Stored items
******************************

PR #2704, opened 2019-09-06
extensions: create the gnome-platform directory

sergiusens:
This is the target directory for the gnome "platform" content interface plug.

-----

### DIFF
--- a/extensions/desktop/gnome/Makefile
+++ b/extensions/desktop/gnome/Makefile
@@ -2,9 +2,10 @@
 
 SRC_DIR ?= .
 
-DATA_DIR	:= $(DESTDIR)/data-dir
-BIN_DIR		:= $(DESTDIR)/snap/command-chain
-LIB_DIR		:= $(DESTDIR)/lib
+PLATFORM_DIR := $(DESTDIR)/gnome-platform
+DATA_DIR     := $(DESTDIR)/data-dir
+BIN_DIR      := $(DESTDIR)/snap/command-chain
+LIB_DIR	     := $(DESTDIR)/lib
 DEST_LAUNCHER	:= desktop-launch
 BINDTEXTDOMAIN	:= bindtextdomain.so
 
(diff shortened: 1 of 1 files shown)


extensions/desktop/gnome/Makefile
```diff
@@ -17,14 +17,15 @@ clean:
 
 $(DEST_LAUNCHER):
 	@cat $(SRC_DIR)/init >> $(DEST_LAUNCHER)
-	# tail -n +2 to remove the shebang
+# tail -n +2 to remove the shebang
```
cjp256: lost the tab?

extensions/desktop/gnome/Makefile
```diff
@@ -17,14 +17,15 @@ clean:
...
 	@tail -n +2 $(SRC_DIR)/desktop-exports >> $(DEST_LAUNCHER)
 	@tail -n +2 $(SRC_DIR)/launcher-specific >> $(DEST_LAUNCHER)
 	@tail -n +2 $(SRC_DIR)/mark-and-exec >> $(DEST_LAUNCHER)
 	gcc -Wall -O2 -o $(BINDTEXTDOMAIN) -fPIC -shared $(SRC_DIR)/../src/bindtextdomain.c -ldl
-		
+
 install: $(DEST_LAUNCHER)
 	install -d $(DATA_DIR)
+	install -d $(DATA_DIR)/gnome-platform
```
cjp256: I don't think this goes under data-dir?

extensions/desktop/gnome/Makefile
sergiusens: the tab showed as a syntax error on emacs so I removed it, yes.

extensions/desktop/gnome/Makefile
sergiusens: good catch!

extensions/desktop/gnome/Makefile
cjp256: Now it looks like a syntax error :P I'm not sure the comment is really necessary anyhow.

If these scripts are not intended to be used as-is, perhaps it makes sense to just drop the shebangs from the source?

extensions/desktop/gnome/Makefile
```diff
@@ -17,13 +18,14 @@ clean:
 
 $(DEST_LAUNCHER):
 	@cat $(SRC_DIR)/init >> $(DEST_LAUNCHER)
-	# tail -n +2 to remove the shebang
+# tail -n +2 to remove the shebang
```
zyga: Technically the tab is not a syntax error here. Though this is not the essential part.

sergiusens: Oh, it is not, as it was working, just visual tolerance on my side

******************************

## Task to complete
Could you copy out all of the records above exactly?

## Reply
PR #2704, opened 2019-09-06
extensions: create the gnome-platform directory

sergiusens:
This is the target directory for the gnome "platform" content interface plug.

-----

### DIFF
--- a/extensions/desktop/gnome/Makefile
+++ b/extensions/desktop/gnome/Makefile
@@ -2,9 +2,10 @@
 
 SRC_DIR ?= .
 
-DATA_DIR	:= $(DESTDIR)/data-dir
-BIN_DIR		:= $(DESTDIR)/snap/command-chain
-LIB_DIR		:= $(DESTDIR)/lib
+PLATFORM_DIR := $(DESTDIR)/gnome-platform
+DATA_DIR     := $(DESTDIR)/data-dir
+BIN_DIR      := $(DESTDIR)/snap/command-chain
+LIB_DIR	     := $(DESTDIR)/lib
 DEST_LAUNCHER	:= desktop-launch
 BINDTEXTDOMAIN	:= bindtextdomain.so
 
(diff shortened: 1 of 1 files shown)


extensions/desktop/gnome/Makefile
```diff
@@ -17,14 +17,15 @@ clean:
 
 $(DEST_LAUNCHER):
 	@cat $(SRC_DIR)/init >> $(DEST_LAUNCHER)
-	# tail -n +2 to remove the shebang
+# tail -n +2 to remove the shebang
```
cjp256: lost the tab?

extensions/desktop/gnome/Makefile
```diff
@@ -17,14 +17,15 @@ clean:
...
 	@tail -n +2 $(SRC_DIR)/desktop-exports >> $(DEST_LAUNCHER)
 	@tail -n +2 $(SRC_DIR)/launcher-specific >> $(DEST_LAUNCHER)
 	@tail -n +2 $(SRC_DIR)/mark-and-exec >> $(DEST_LAUNCHER)
 	gcc -Wall -O2 -o $(BINDTEXTDOMAIN) -fPIC -shared $(SRC_DIR)/../src/bindtextdomain.c -ldl
-		
+
 install: $(DEST_LAUNCHER)
 	install -d $(DATA_DIR)
+	install -d $(DATA_DIR)/gnome-platform
```
cjp256: I don't think this goes under data-dir?

extensions/desktop/gnome/Makefile
sergiusens: the tab showed as a syntax error on emacs so I removed it, yes.

extensions/desktop/gnome/Makefile
sergiusens: good catch!

extensions/desktop/gnome/Makefile
cjp256: Now it looks like a syntax error :P I'm not sure the comment is really necessary anyhow.

If these scripts are not intended to be used as-is, perhaps it makes sense to just drop the shebangs from the source?

extensions/desktop/gnome/Makefile
```diff
@@ -17,13 +18,14 @@ clean:
 
 $(DEST_LAUNCHER):
 	@cat $(SRC_DIR)/init >> $(DEST_LAUNCHER)
-	# tail -n +2 to remove the shebang
+# tail -n +2 to remove the shebang
```
zyga: Technically the tab is not a syntax error here. Though this is not the essential part.

sergiusens: Oh, it is not, as it was working, just visual tolerance on my side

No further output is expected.